El golpe de estado en Bolivia tiene todo que ver con la pantalla que usas para leer esto

Evo Morales llegó a la victoria en 2006 con la promesa de un nuevo día para Bolivia, pero los intereses mineros se han defendido.

Cuando usted mira la pantalla de su computadora, o la pantalla de su smartphone o la pantalla de su televisor, es una pantalla de cristal líquido (LCD). Un componente importante de la pantalla LCD es el indio, un elemento metálico poco común que se procesa a partir de concentrado de zinc.

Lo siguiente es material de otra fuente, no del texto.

PR #252, opened 2023-04-13
Extract FFT code into its own crate

mpaulucci:
# Extract FFT into its own crate

## Description
We want to avoid circular dependencies between `math` and `gpu` crates, so we decided to extract all the fft functionality into it's own module.

This way:
- `gpu` depends on `math`
- `fft` depends on `math` and `gpu` (if metal or cuda feature flag are on)

## Type of change
- [x] Refactor


gpu/benches/benchmarks/metal.rs
```diff
@@ -35,7 +35,8 @@ pub fn metal_fft_benchmarks(c: &mut Criterion) {
                         let coeffs = coeffs.clone();
                         let metal_state = MetalState::new(None).unwrap();
                         let twiddles =
-                            F::get_twiddles(order as u64, RootsConfig::BitReverse).unwrap();
+                            gen_twiddles(order as u64, RootsConfig::BitReverse, &metal_state)
```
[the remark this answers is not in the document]
xqft: That was a bug actually so it's good, though I already fixed it [here](https://github.com/lambdaclass/lambdaworks/pull/245/files#diff-78c6dc3bedd9137ff937c0cb21bb2a801f826b0119dc08f2504159e2695cd27eR36)

fft/src/roots_of_unity.rs
```diff
@@ -0,0 +1,69 @@
+use lambdaworks_math::field::{
```
mpaulucci, line 1: this was moved out of the TwoAdicity trait and into it's own module inside `fft`.

gpu/src/metal/fft/polynomial.rs
```diff
@@ -43,103 +38,23 @@ impl<F: IsTwoAdicField> MetalFFTPoly<F> for Polynomial<FieldElement<F>> {
...
+        let twiddles = gen_twiddles(order, RootsConfig::BitReverseInversed, &metal_state)?;
 
-        let coeffs = fft(fft_evals, &twiddles, state)?;
+        let coeffs = fft(fft_evals, &twiddles, &metal_state)?;
 
         let scale_factor = FieldElement::from(fft_evals.len() as u64).inv();
         Ok(Polynomial::new(&coeffs).scale_coeffs(&scale_factor))
     }
 }
-
```
mpaulucci, line 67: moved to `fft/src/polynomial`

math/src/field/traits.rs
```diff
@@ -29,64 +26,26 @@ pub trait IsTwoAdicField: IsField {
...
+            return Err(FieldError::RootOfUnityError(
+                "Order cannot exceed 2^{F::TWO_ADICITY}".to_string(),
                 order,
             ));
         }
-        let power = 1u64 << (Self::TWO_ADICITY - order);
+        let power = 1u64 << (F::TWO_ADICITY - order);
         Ok(two_adic_primitive_root_of_unity.pow(power))
     }
-
```
mpaulucci, line 50: moved to `roots_of_unity`

xqft (approved):

fft/Cargo.toml
```diff
@@ -0,0 +1,23 @@
+[package]
+name = "lambdaworks-fft"
+version = "0.1.0"
+edition = "2021"
```
Oppen, line 4: From previous bad experiences, I strongly recommend you set a workspace level version and make these use the workspace one.
See https://doc.rust-lang.org/cargo/reference/workspaces.html#the-package-table

fft/src/errors.rs
```diff
@@ -16,3 +16,14 @@ pub enum FFTError {
     #[error("Couldn't create a new Metal compute pipeline: {0}")]
     MetalPipelineError(String),
 }
+
+impl From<FieldError> for FFTError {
+    fn from(error: FieldError) -> Self {
+        match error {
+            FieldError::DivisionByZero => {
+                panic!("Can't divide by zero during FFT");
```
Oppen, line 24: Please try not to panic in library crates. You should always give our downstream users the opportunity to handle failure.

Oppen (approved):
LGTM, but check the **non-blocking** comments if you have time.

.rusty-hook.toml
```diff
@@ -1,5 +1,5 @@
 [hooks]
-pre-commit = "cargo test && cargo clippy --all-targets --all-features -- -D warnings && cargo fmt --all -- --check"
+pre-commit = "cargo test && cargo clippy --all-targets -- -D warnings && cargo fmt --all -- --check"
```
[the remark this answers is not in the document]
mpaulucci: Because of this: https://github.com/lambdaclass/lambdaworks/blob/main/gpu/src/lib.rs#L1-L5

Las dos fuentes más grandes de indio se encuentran en el este de Canadá (Mount Pleasant) y en Bolivia (Malku Khota). Los yacimientos de Canadá tienen el potencial de producir 38,5 toneladas de indio al año, mientras que las considerables minas de Bolivia podrían producir 80 toneladas al año.

La South American Silver Corporation de Canadá -ahora TriMetals Minera- había firmado una concesión para explorar y eventualmente explotar Malku Khota. El trabajo comenzó en 2003, dos años antes de que Evo Morales y el Movimiento por el Socialismo (MAS) ganaran sus primeras elecciones presidenciales en Bolivia. South American Silver realizó varios estudios de la región, todos los cuales encontraron depósitos sustanciales que estaban a punto de convertir a esta firma canadiense en uno de los principales actores de la industria minera.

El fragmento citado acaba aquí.